我会选择 B-1,因为这似乎不那么麻烦。
QUALIFY
A,
B,
C,
ID;
FactTable1:
Load ID,
A,
B,
C,
From [FactTable1];
FactTable2:
Load ID,
A,
B,
C,
From [FactTable2];
UNQUALIFY
A,
B,
C,
ID;
EDIT: If you want to create a link table from these, you can concatenate the fact tables into one table where you put all the columns into it (there will be nulls for a lot of the columns, but QlikView is good with nulls).
编辑:如果您想从这些创建链接表,您可以将事实表连接到一个表中,将所有列放入其中(很多列都会有空值,但 QlikView 对空值很好)。

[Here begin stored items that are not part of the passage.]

PR #1794, opened 2025-03-06
feat: add chunk_id to stack frames

daibhin:
## Changes

- Read chunk ids from global object
- Add chunk ids to frames


oliverb123 (approved):
:shipit:

Issue #1801, opened 2025-03-07
Same scripts are injected multiple times


janruo:
Posthog-js seems to include the same `<script>` tags multiple times. This is a screenshot from posthog.com itself, and the same thing happens on other sites using Posthog as well:

![Image](https://github.com/user-attachments/assets/379af24f-61ba-4970-bd39-59594029157f)

`dead-clicks-autocapture.js` is injected five times, and `exception-autocapture.js` twice.

I don't think it's causing any actual problems, but surely it's not supposed to be doing that?

rafaeelaudibert:
Hey, @janruo! Are you still seeing this?  We believe #1804 fixed it (v1.230.2+)

janruo:
Looks like it's fixed

pauldambra:
sorry to miss adding the update here 😅

PR #1804, opened 2025-03-09
fix: simple loader race protection

pauldambra:
the external script loader can add a script more than once

while the script might be idempotent it has to be parsed each time and will execute each time

let's add a simple check for the script's presence in the DOM and not add it if it's already there


pauldambra:
see https://github.com/PostHog/posthog-js/issues/1801

marandaneto (approved):

rafaeelaudibert (approved):

PR #1805, opened 2025-03-10
set host

daibhin:
## Changes

Full context in https://github.com/PostHog/posthog/pull/29698


src/posthog-core.ts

What i usually do is load the fact tables in and create an id field (either RowNo() or autonumberhash128([list of unique id fieldnames]), then when i load them into a link table, I include that id field in the link table as well. Finally, i drop the all the common fields from the fact tables, so they only exist in the link table.
我通常做的是加载事实表并创建一个 id 字段(RowNo() 或 autonumberhash128([唯一 id 字段名列表]),然后当我将它们加载到链接表中时,我在链接中包含该 id 字段表也是如此。最后,我从事实表中删除了所有公共字段,因此它们只存在于链接表中。
回答by Nick.McDermaid
However, each fact table has a different subset of the "shared" fields, so I wouldn't be able to properly key in my fact tables.

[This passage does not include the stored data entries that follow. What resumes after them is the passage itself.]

PR #1809, opened 2025-03-11
fix: prettier needed running

pauldambra:
Somehow got a PR all the way to merged and being published before the publish failed because prettier hadn't been run

wat

labelled as patch so that my failed release gets retried

prettier fail here https://github.com/PostHog/posthog-js/actions/runs/13784405731/job/38548993523

🤣 GH actions warns on prettier errors without failing the step 🫠 

Screenshot 2025-03-11 at 19 19 57

### DIFF
--- a/.husky/pre-push
+++ b/.husky/pre-push
@@ -1,0 +1,13 @@
+#!/bin/sh
+. "$(dirname "$0")/_/husky.sh"
+
+protected_branch='main'
+current_branch=$(git branch --show-current)
+
+if [ $protected_branch = $current_branch ]
+then
+    echo "Pushing to $protected_branch is a sin! Instead, create a pull request and repent."
+    exit 1 # push will not execute
+else
+    exit 0 # push will execute
+fi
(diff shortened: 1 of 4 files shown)


.husky/pre-push
pauldambra, line 1: branch protections are limited and let admins push to them
so we can use this script like in the main repo to stop that

package.json
```diff
@@ -136,7 +136,8 @@
         "*.js": "eslint --cache --fix",
         "*.{ts,tsx}": [
             "eslint src --fix",
-            "eslint playwright --fix"
+            "eslint playwright --fix",
+            "prettier --write"
```
pauldambra, line 140: why even push if this needs doing

src/__tests__/utils/external-scripts-loader.test.ts
```diff
@@ -43,7 +43,7 @@ describe('external-scripts-loader', () => {
             const scripts = document!.getElementsByTagName('script')
             expect(scripts.length).toBe(1)
             expect(scripts[0].src).toMatchInlineSnapshot(`"https://us-assets.i.posthog.com/static/recorder.js?v=1.0.0"`)
-
```
pauldambra, line 46: the offending line

danielbachhuber (approved):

但是,每个事实表都有不同的“共享”字段子集,因此我无法正确键入我的事实表。
One of the inputs to your cartesian dimension would be 'N/A' against Subject and Test Code (since that is not in the enrollments table)
笛卡尔维度的输入之一是针对主题和测试代码的“N/A”(因为这不在注册表中)
So when you measure by 'Gender' the Test Scores match against dimension records with valid Subjects and Test Codes, and Enrollment matches against records with 'N/A' Subjects and Test Codes
因此,当您按“性别”衡量时,测试分数与具有有效主题和测试代码的维度记录相匹配,并且注册与具有“N/A”主题和测试代码的记录相匹配
Then when you roll up by Gender, everyhing 'just works' nicely.
然后,当您按性别汇总时,一切都“正常工作”。